Each line of the data below that holds the word "callback" is to be reported in full.

##### Source data #####

PR #264, opened 2020-10-28
Feat/map case object

jonatanhanson:
Converts case context object to an array that follows the new data structure for cases.
Currently it does not work to save the data in Case API, because the API needs to be updated with new validation rules that accepts the new structure.

### DIFF
--- a/source/containers/Form/hooks/useForm.ts
+++ b/source/containers/Form/hooks/useForm.ts
@@ -111,12 +111,11 @@ function useForm(initialState: FormReducerState) {
   // const closeForm = (callback: (s: { state: FormReducerState }, isLastStep: boolean) => any) =>
   //   callback({ state: formState }, isLastStep());
 
-  function closeForm() {}
+  function closeForm() { }
   /**
    * Function for updating answer.
    */
   const handleInputChange = (answer: Record<string, any>) => {
-    // console.log(answer);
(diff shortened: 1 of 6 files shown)


source/containers/Form/hooks/useForm.ts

#####

> [Task output]:
   // const closeForm = (callback: (s: { state: FormReducerState }, isLastStep: boolean) => any) =>
   //   callback({ state: formState }, isLastStep());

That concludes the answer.